Dive Brief:
- The U.S. International Trade Commission (USITC) has published a 500-page report on the effect of an intellectual property agreement on COVID-19 diagnostics and therapeutics.
- Last year, the World Trade Organization set rules on compulsory licensing of COVID-19 vaccines, a practice that could allow governments to bypass intellectual property and enable the legal sale of copies of patented products.
- The USITC report considers the implications of extending the compulsory licensing decision to COVID-19 diagnostics, presenting conflicting testimony from the medtech industry and advocacy groups about the impact of the action.
Dive Insight:
U.S. Trade Representative Katherine Tai asked the USITC in December to prepare a report on the effect of the Agreement on Trade-Related Aspects of Intellectual Property Rights on the availability of diagnostics and therapeutics.
Ashley Miller, AdvaMed’s executive vice president of global strategy and analysis, is quoted in a section of the report about extending compulsory patent licensing from COVID-19 vaccines to diagnostics.

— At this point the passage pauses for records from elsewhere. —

PR #382, opened 2026-04-07
deprecate sha1() Puppet function

silug:
SHA1 is no longer considered safe for new use. Emit a puppet_deprecation_warning on every call to sha1() directing users to the sha256() function from puppetlabs-stdlib.

### Short description
SHA1 is no longer considered safe for new use. Emit a puppet_deprecation_warning on every call to sha1() directing users to the sha256() function from puppetlabs-stdlib.

### Checklist
I have:
- [ ] tested this code
- [ ] documented the code

### DIFF
--- a/lib/puppet/parser/functions/sha1.rb
+++ b/lib/puppet/parser/functions/sha1.rb
@@ -2,6 +2,14 @@
 
 require 'digest/sha1'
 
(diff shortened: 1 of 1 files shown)


Sharpie:
I'm not sure about this one. SHA1 may no longer be recommended for new use, but it seems likely that config management will involve comparing SHA-1 checksums `$forever`.

The `git` ecosystem is certainly going to coast along on SHA-1 until something truly seismic happens.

According to Miller, the extension could be complicated because many COVID-19 tests run on platform technologies that are also used to detect other pathogens. As such, an extension could result in “U.S. companies losing IP protections for many diagnostics where COVID-19-related uses are a small share of applications,” Miller said.

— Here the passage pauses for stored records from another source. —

PR #138, opened 2025-04-28
fix: extend matmul test with Float16 and MathFidelity.[LoFi - HiFi2]

fvranicTT:
### Ticket
None

### Problem description
Extending matmul test with more combinations. Need to check why Float16/DestAccumulation.Yes results in error.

In a separate statement about the report, Miller said it “contains and reinforces many of AdvaMed’s objections to limiting IP protection for COVID-19 products. As we did throughout the pandemic, AdvaMed and our members will continue to work with the U.S. Government, other governments, and multilateral organizations to address impediments to patient access to diagnostics, including those reflected in the report.”

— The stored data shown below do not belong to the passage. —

Issue #80, opened 2025-04-02
Data Format Inference Model


skotaracTT:

skotaracTT:
Data format inference model allows tests to work for more formats and combinations and thanks to this we were able to increase test coverage 4X!

PR #143, opened 2025-04-29
[Test Infrastructure] Data format Inference Model 

skotaracTT:
### Ticket

https://github.com/tenstorrent/tt-llk/issues/80
### Problem description
Tests support Input and Output format parametrization meaning that the user can define the format they what their input tensor in L1 to be and the format of their output in L1. However for the LLK pipeline to run we need to define the intermediary formats including unpacker formats, fpu formats and packer formats. This the user does not define and is left up to us to define according to the best combination which was developed during the format sweep effort. 

### What's changed

The inference model looks at the input and output format defined by client, and dest accumulation, if it is on or off and sets the unpacker and packer src and dest formats accordingly. When dest accumulation is off the packer accepts the format seen in the dst register and then convert to the output formats wanted. However when dest accumulation is on then `Float32` is in dst register and packer gasket can covert to the output format before the data goes into packer for reformatting; thus the packer accepts the source format to be the wanted output format and does no conversion.
- Note that when our wanted output if `Float16_a` and dest accumulation is turned on we cannot have packer_src and packer_dst formats be the same because the packer gasket cannot perform conversion from `Float32` to `Float16_a`, so the packer_src format is `Float32` and packer_dst format is `Float16_a`. In wormhole architecture, the packer formats are decided specifically according to dest accumulation.

### Type of change

- [ ] Documentation update

### Checklist

### DIFF
--- a/tests/helpers/include/data_format_inference.h
+++ b/tests/helpers/include/data_format_inference.h
@@ -1,0 +1,62 @@
+// SPDX-FileCopyrightText: © 2025 Tenstorrent AI ULC
+//
+// SPDX-License-Identifier: Apache-2.0
+#include "tensix_types.h"
+
+#ifdef ARCH_WORMHOLE
+const bool is_blackhole = false;
+const bool is_wormhole  = true;
+#endif
+
+#ifdef ARCH_BLACKHOLE
+const bool is_blackhole = true;
+const bool is_wormhole  = false;
+#endif
+
+struct FormatConfig
+{
+    const uint32_t unpack_src;
+    const uint32_t unpack_dst;
+    const uint32_t pack_src;
+    const uint32_t pack_dst;
+};
+
+constexpr bool is_exponentB(uint32_t format)
+{
+    return (
+        format == static_cast<uint32_t>(DataFormat::Float16_b) || format == static_cast<uint32_t>(DataFormat::Bfp8_b) ||
+        format == static_cast<uint32_t>(DataFormat::Tf32));
+}
+
+constexpr bool is_format_combination_outlier(uint32_t input, uint32_t output, bool is_fp32_dest_acc_en)
+{
+    return (is_exponentB(input) && output == (uint32_t)DataFormat::Float16 && !is_fp32_dest_acc_en);
+}
+
+constexpr FormatConfig get_data_formats(uint32_t input, uint32_t output, bool is_fp32_dest_acc_en)
+{
+    uint32_t unpack_in  = input;
+    uint32_t unpack_out = input;
+    uint32_t pack_out   = output;
+    uint32_t pack_in;
+
+    if (input == (uint32_t)DataFormat::Float16 && output == (uint32_t)DataFormat::Bfp8_b && !is_fp32_dest_acc_en)
+    {
+        pack_in = static_cast<uint32_t>(DataFormat::Bfp8);
+    }
+    else if (is_wormhole && is_fp32_dest_acc_en && output == (uint32_t)DataFormat::Float16)
+    {
+        pack_in = static_cast<uint32_t>(DataFormat::Float32); // Gasket in wormhole cannot convert fp32 to fp16, and since dest accumulation turns on for
+                                                              // outlier cases we have fp32 in dest, so gasket cannot conver it to fp16, packer must do that
+    }
+    else if (is_format_combination_outlier(input, output, is_fp32_dest_acc_en))
+    {
+        pack_in = (is_wormhole) ? (uint32_t)DataFormat::Float32 : output;
+    }
+    else
+    {
+        pack_in = is_fp32_dest_acc_en ? output : input;
+    }
+
+    return {unpack_in, unpack_out, pack_in, pack_out};
+}
--- a/tests/helpers/include/params.h
+++ b/tests/helpers/include/params.h
@@ -10,6 +10,7 @@
 #include "ckernel_sfpu_log.h"
 #include "ckernel_sfpu_sqrt.h"
 #include "ckernel_sfpu_square.h"
+#include "data_format_inference.h"
 #include "llk_defs.h"
 #include "llk_sfpu_types.h"
 #include "tensix_types.h"
@@ -26,6 +27,20 @@ constexpr std::underlying_type_t<DataFormat> get_data_format(DataFormat format)
     return static_cast<std::underlying_type_t<DataFormat>>(format);
 }
 } // namespace
+
+constexpr bool dest_acc_en_input =
+#ifdef DEST_ACC
+    true;
+#else
+    false;
+#endif
+
+constexpr bool unpack_to_dest =
+#if defined(UNPACK_A_SRC_INT32) || defined(UNPACK_A_SRC_FLOAT32)
+    true;
+#else
+    false;
+#endif
 
 #define UNPACK_A_SRC_CASE(data_format) constexpr auto UNPACK_A_IN = get_data_format(DataFormat::data_format);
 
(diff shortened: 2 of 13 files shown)


tests/helpers/include/data_format_inference.h
```diff
@@ -0,0 +1,51 @@
...
+
+#ifdef ARCH_BLACKHOLE
+const bool ARCH_WORMHOLE = true;
+#endif
+
+struct Formats {
+    const uint32_t unpack_src; 
+    const uint32_t unpack_dst;
+    const uint32_t pack_src;
+    const uint32_t pack_dst;
```
fvranicTT, line 15:
```suggestion
    DataFormat unpack_src; 
    DataFormat unpack_dst;
    DataFormat pack_src;
    DataFormat pack_dst;
```

tests/helpers/include/data_format_inference.h
```diff
@@ -0,0 +1,51 @@
+#include "tensix_types.h"
+
+#ifdef ARCH_WORMHOLE
+const bool ARCH_BLACKHOLE = false;
```
fvranicTT, line 4: It might be better to name it differently from the define. It will be easier later to read through the code (e.g. `is_blackhole` or similar)

tests/helpers/include/data_format_inference.h
```diff
@@ -0,0 +1,51 @@
...
+    const uint32_t unpack_dst;
+    const uint32_t pack_src;
+    const uint32_t pack_dst;
+};
+
+constexpr bool is_exponentB(uint32_t format){
+    return (format == static_cast<uint32_t>(DataFormat::Float16_b) || format == static_cast<uint32_t>(DataFormat::Bfp8_b) || format == static_cast<uint32_t>(DataFormat::Tf32));
+}
+
+constexpr bool format_combo_is_outlier(uint32_t input, uint32_t output, bool is_fp32_dest_acc_en){
```
fvranicTT, line 22:
```suggestion
constexpr bool format_combo_is_outlier(DataFormat input, DataFormat output, bool is_fp32_dest_acc_en){
```
Let's try to be more expressive with the `DataFormat` enum. That way, this function becomes:

```cpp
constexpr bool format_combo_is_outlier(DataFormat input, DataFormat output, bool is_fp32_dest_acc_en) {
    return is_exponentB(input) && output == DataFormat::Float16 && !is_fp32_dest_acc_en;
}
```

tests/helpers/include/data_format_inference.h
```diff
@@ -0,0 +1,51 @@
...
+    return (is_exponentB(input) && output  == (uint32_t)DataFormat::Float16 && !is_fp32_dest_acc_en);
+}
+
+constexpr Formats get_data_formats(uint32_t input, uint32_t output, bool is_fp32_dest_acc_en)
```
fvranicTT, line 26:
```cpp
constexpr Formats get_data_formats(DataFormat input, DataFormat output, bool is_fp32_dest_acc_en)
{
    DataFormat unpack_in = input;
    DataFormat unpack_out = input;
    DataFormat pack_out = output;
    DataFormat pack_in;

    if (input == DataFormat::Float16 && output == DataFormat::Bfp8_b && !is_fp32_dest_acc_en) {
        pack_in = DataFormat::Bfp8;
    } 
    else if (ARCH_WORMHOLE && is_fp32_dest_acc_en && output == DataFormat::Float16) {
        pack_in = DataFormat::Float32;
    } 
    else if (format_combo_is_outlier(input, output, is_fp32_dest_acc_en)) {
        pack_in = (ARCH_WORMHOLE) ? DataFormat::Float32 : output;
    } 
    else {
        pack_in = is_fp32_dest_acc_en ? output : input;
    }

    return {unpack_in, unpack_out, pack_in, pack_out};
}
```

tests/helpers/include/params.h
```diff
@@ -165,6 +179,20 @@ MATH_CASE(Bfp8_b)
 
 #undef MATH_CASE
 
+
+#if !defined(MATH_BFP8_B) && !defined(MATH_INT32) && !defined(MATH_FLOAT32) && !defined(MATH_FLOAT16) && !defined(MATH_FLOAT16_B)
+constexpr bool is_fp32_dest_acc_en = dest_acc || format_combo_is_outlier(UNPACK_A_IN, PACK_OUT, dest_acc);
+constexpr Formats pipeline_formats = get_data_formats(UNPACK_A_IN, PACK_OUT, dest_acc);
```
fvranicTT, line 185:
```suggestion
constexpr Formats pipeline_formats = get_data_formats(UNPACK_A_IN, PACK_OUT, is_fp32_dest_acc_en);
```
Shouldn't it be like this now?

tests/helpers/include/data_format_inference.h
fvranicTT: Also, can we find a better name for this method, like `is_format_outlier` or something similar?

tests/helpers/include/data_format_inference.h
skotaracTT: Has to be a constant because Format class is used in dramas to define constant across used as arguments to llk function parameters

tests/helpers/include/data_format_inference.h
```diff
@@ -0,0 +1,51 @@
...
+
+#ifdef ARCH_WORMHOLE
+const bool ARCH_BLACKHOLE = false;
+#endif
+
+#ifdef ARCH_BLACKHOLE
+const bool ARCH_WORMHOLE = true;
+#endif
+
+struct Formats {
```
fvranicTT, line 11:
```suggestion
struct DataFormats {
```

tests/helpers/include/params.h
```diff
@@ -27,6 +28,19 @@ constexpr std::underlying_type_t<DataFormat> get_data_format(DataFormat format)
...
+const bool dest_acc = true;
+#else
+const bool dest_acc = false;
+#endif
+
+#if defined(UNPACK_A_SRC_INT32) || defined(UNPACK_A_SRC_FLOAT32) 
+const bool unpack_to_dest = true;
+#else
+const bool unpack_to_dest = false;
+#endif
```
fvranicTT, line 41:
```suggestion
constexpr bool dest_acc = 
#ifdef DEST_ACC
    true;
#else
    false;
#endif

constexpr bool unpack_to_dest = 
#if defined(UNPACK_A_SRC_INT32) || defined(UNPACK_A_SRC_FLOAT32)
    true;
#else
    false;
#endif
```

tests/helpers/include/data_format_inference.h
skotaracTT: Agreed!

tests/helpers/include/data_format_inference.h
skotaracTT: For now it's an outlier because the current combination doesn't work and there is no cohesive logic/explanation as to why. But we expect it to be resolved with HW team and then we will have no need for this function, at which point it will be removed. I can change the name of the function or add a comment explaining the situation.

tests/helpers/include/data_format_inference.h
skotaracTT: DataFormats might be confusing because we have a DataFormats class, so maybe something like FormatConfig? This would match with FormatConfig class input python and be quite intuitive

tests/helpers/include/params.h
skotaracTT: I understand your confusion...Some format combinations are not supported when dest accumulation is off, so we have to turn dest accumulation on. In order to avoid doing this check and changing every cpp test file, instead I define an intermediate value `dest_acc` that holds the flag for dest accumulation according to the python test setup. Then use this value and check if dest accumulation is off and the combination is an outlier which means dest accumulation needs to be turned on. 
```cpp
constexpr bool is_fp32_dest_acc_en = dest_acc || is_format_combination_outlier(UNPACK_A_IN, PACK_OUT, dest_acc);
```
Since `is_fp32_dest_acc_en` is conditionally defined and the argument for dest accumulation in llk function is passed in as a constant, so we can't redefine it, we must use `dest_acc` in order to define `is_fp32_dest_acc_en` once.

tests/helpers/include/params.h
skotaracTT: Works! Much cleaner too 👍

tests/helpers/include/data_format_inference.h
fvranicTT: Sounds like a plan.

tests/helpers/include/data_format_inference.h
fvranicTT: That would do.

tests/helpers/include/params.h
skotaracTT: Yes sure!

tests/helpers/include/data_format_inference.h
skotaracTT: Nice fix!👌

tests/helpers/include/data_format_inference.h
```diff
@@ -0,0 +1,62 @@
+// SPDX-FileCopyrightText: © 2025 Tenstorrent AI ULC
+//
+// SPDX-License-Identifier: Apache-2.0
+#include "tensix_types.h"
+
+#ifdef ARCH_WORMHOLE
```
fvranicTT, line 6:
```cpp
#if defined(ARCH_WORMHOLE) && defined(ARCH_BLACKHOLE)
#error "Only one of ARCH_WORMHOLE or ARCH_BLACKHOLE can be defined"
#elif defined(ARCH_WORMHOLE)
constexpr bool is_blackhole = false;
constexpr bool is_wormhole  = true;
#elif defined(ARCH_BLACKHOLE)
constexpr bool is_blackhole = true;
constexpr bool is_wormhole  = false;
#else
#error "You must define either ARCH_WORMHOLE or ARCH_BLACKHOLE"
#endif
```

fvranicTT (approved):

tests/helpers/include/data_format_inference.h
skotaracTT: I will add this in next PR shortly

USITC also quotes several people who rebutted Miller’s claims. Sanya Reid Smith of the non-governmental organization Social Watch said any definitions would be “heavily negotiated” and cited HIV/AIDS as an example of how compulsory licensing could work in practice. Brook Baker of Health GAP, an organization advocating for access to HIV treatment, testified that “field-of-use restrictions” would limit the compulsory licenses to uses for COVID-19.